---------- RECORDS SHOWN

PR #64, opened 2016-05-22
ebml schemas should redundantly define void and crc-32

dericed:


specification.markdown
```diff
@@ -207,7 +207,7 @@ An EBML Schema MUST declare exactly one Element at Level 0 (referred to as the R
 
 Elements defined to only occur at Level 1 are known as Top-Level Elements.
 
-The EBML Schema does not itself document the EBML Header, but documents all data of the EBML Document that follows the EBML Header. The EBML Header itself is documented by this specification in the [EBML Header Elements](#ebml-header-elements) section.
+The EBML Schema does not itself document the EBML Header, but documents all data of the EBML Document that follows the EBML Header. The EBML Header itself is documented by this specification in the [EBML Header Elements](#ebml-header-elements) section. The EBML Schema also does not document Global Elements defined by the EBML Specification (namely VOID and CRC-32).
```
mbunkus: VOID is not an abbreviation and should therefore not be uppercase but merely capitalized like in other places.

dericed:
@mbunkus updated, please re-review

mbunkus:
Thanks.

PR #68, opened 2016-06-26
add type attribute to <documentation> element in ebml schema

dericed:


specification.markdown
```diff
@@ -235,7 +235,7 @@ Within an EBML Schema the `<element>` uses the following attributes to define an
...
 
-The `<element>` nodes shall contain a description of the meaning and use of the EBML Element stored within one or many `<documentation>` sub-elements. The `<documentation>` sub-element may use a `lang` attribute which may be set to the RFC 5646 value of the language of the element's documentation.
+The `<element>` nodes shall contain a description of the meaning and use of the EBML Element stored within one or many `<documentation>` sub-elements. The `<documentation>` sub-element may use a `lang` attribute which may be set to the RFC 5646 value of the language of the element's documentation. The `<documentation>` sub-element may use a `type` attribute to distinguish the meaning of the documentation. Recommended values for the `<documentation>` sub-element's `type` attribute include: definition, rationale, usage notes, and references.
```
mbunkus: I'd prefer to have the four possible values for the `type` attribute to be placed in `code tags`, too, as that's supposed to be an enumeration of fixed strings.

dericed: I added `code tags` and force pushed.

mbunkus:
Thanks.

PR #67, opened 2016-06-26
define recursive attribute and clarify level attribute

dericed:

PR #69, opened 2016-06-29
rewrite for clarity on level use with global and recursive elements

dericed:
in response to this comment from an already merged pr https://github.com/Matroska-Org/ebml-specification/pull/67#discussion_r68805221


mbunkus:
Thanks.

PR #73, opened 2016-07-07
Rfc fixes

dericed:


mbunkus:
Hmm, when you change from writing an explicit number of bytes to a hexadecimal number then the document must also state that the Element IDs are stored/read in Big Endian order. The spec already states Big Endian for the content of various Element types (e.g. the Signed/Unsigned Integer ones), but not for the IDs.

dericed:
i added a note about big endian element ids

PR #76, opened 2016-07-11
add size attribute

dericed:
Potentially the size for docType could be set to >0 to prevent an Empty Element.


robUx4:
Looking fine but other elements that are not fille have a `-` as a value. Should Size be set for all elements or those elements could do without the unused `-` value ?

dericed:
Lately I've been feeling like removing the `-` values from the definitions. For instance, as the language of the specification has gotten a lot stricter, it starts to look like
```
type: string
default: -
```

Implies that the default is a literal `-`.

robUx4:
I think it would make things more readable. Since it's not a table, all cells don't need to be filled.

dericed:
This is related to a discrepancy between EBML and MKV. The [Matroska EBML Schema](https://github.com/Matroska-Org/matroska-specification/blob/gh-pages/ebml_matroska.xml) documents the Root Element of Matroska (Segment), but not the EBML Header itself. I think this is consistent with the EBML Schema/XML Schema analogy as XML Schemas do not document the XML Declaration (which is the equivalent of the EBML Header). Still presently we don't have a machine-readable structure for the EBML Header in either repository.

Possibly we could say that all EBML Schema's just include the EBML Header definition with the EBML Schema of each docType. Though this seems a bit redundant.

dericed:
Proposals for size contrains is welcome. I think there are many inferred limits that we can now better clarify.

robUx4:
`SegmentUID`, `PrevUID`, `NextUID`, `SegmentFamily` and all the elements referencing these values are 16 octets long.
`TrackType` is mentioned as 8 bits although there's no particular reason for that.
`ColourSpace` is 4 octets long as it's a value from AVI.

PR #80, opened 2016-07-30
typos

retokromer:


mbunkus:
Thanks.

specification.markdown
```diff
@@ -10,7 +10,7 @@ EBML uses a simple approach of building Elements upon three pieces of data (tag,
 
 ## Notation and Conventions
 
-The key words "MUST", "MUST NOT", "REQUIRED", "SHALL", "SHALL NOT", "SHOULD", "SHOULD NOT", "RECOMMENDED", "MAY", and "OPTIONAL" in this document are to be interpreted as described in [@!RFC2119](https://tools.ietf.org/html/rfc2119).
+The key words "MUST", "MUST NOT", "REQUIRED", "SHALL", "SHALL NOT", "SHOULD", "SHOULD NOT", "RECOMMENDED", "MAY", and "OPTIONAL" in this document are to be interpreted as described in [RFC2119](https://tools.ietf.org/html/rfc2119).
```
dericed: Just a note that the `@!` is used by [mmark](https://github.com/miekg/mmark/wiki/Syntax#citations) in the process to create the RFC output. We'll somehow need to find a compromise to support the auto-creation of the references section that works for each output.

mbunkus: I wasn't aware of that. Sorry for merging so quickly without waiting for feedback first.

One possibility is to leave those markers in and to include a small script in the build process that removes them (they're very distinct and easy to grab via regexes) when outputting to a format that doesn't use them.

retokromer: Hmm... there SHOULD be a solution ;-) I'll try to find out.

retokromer: It seems that by declaring the `@!` as markdown comment it doesn't work. The best is possibly to revert and keep only the Class D typo/error.

mbunkus:
Reverted.

retokromer:
Thank you! And sorry for the confusion...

--------------------

» WHAT THE EXERCISE ASKS: For this exercise, return every line from the data that holds the string "find".

» RESPONSE BELOW:
dericed: Just a note that the `@!` is used by [mmark](https://github.com/miekg/mmark/wiki/Syntax#citations) in the process to create the RFC output. We'll somehow need to find a compromise to support the auto-creation of the references section that works for each output.
retokromer: Hmm... there SHOULD be a solution ;-) I'll try to find out.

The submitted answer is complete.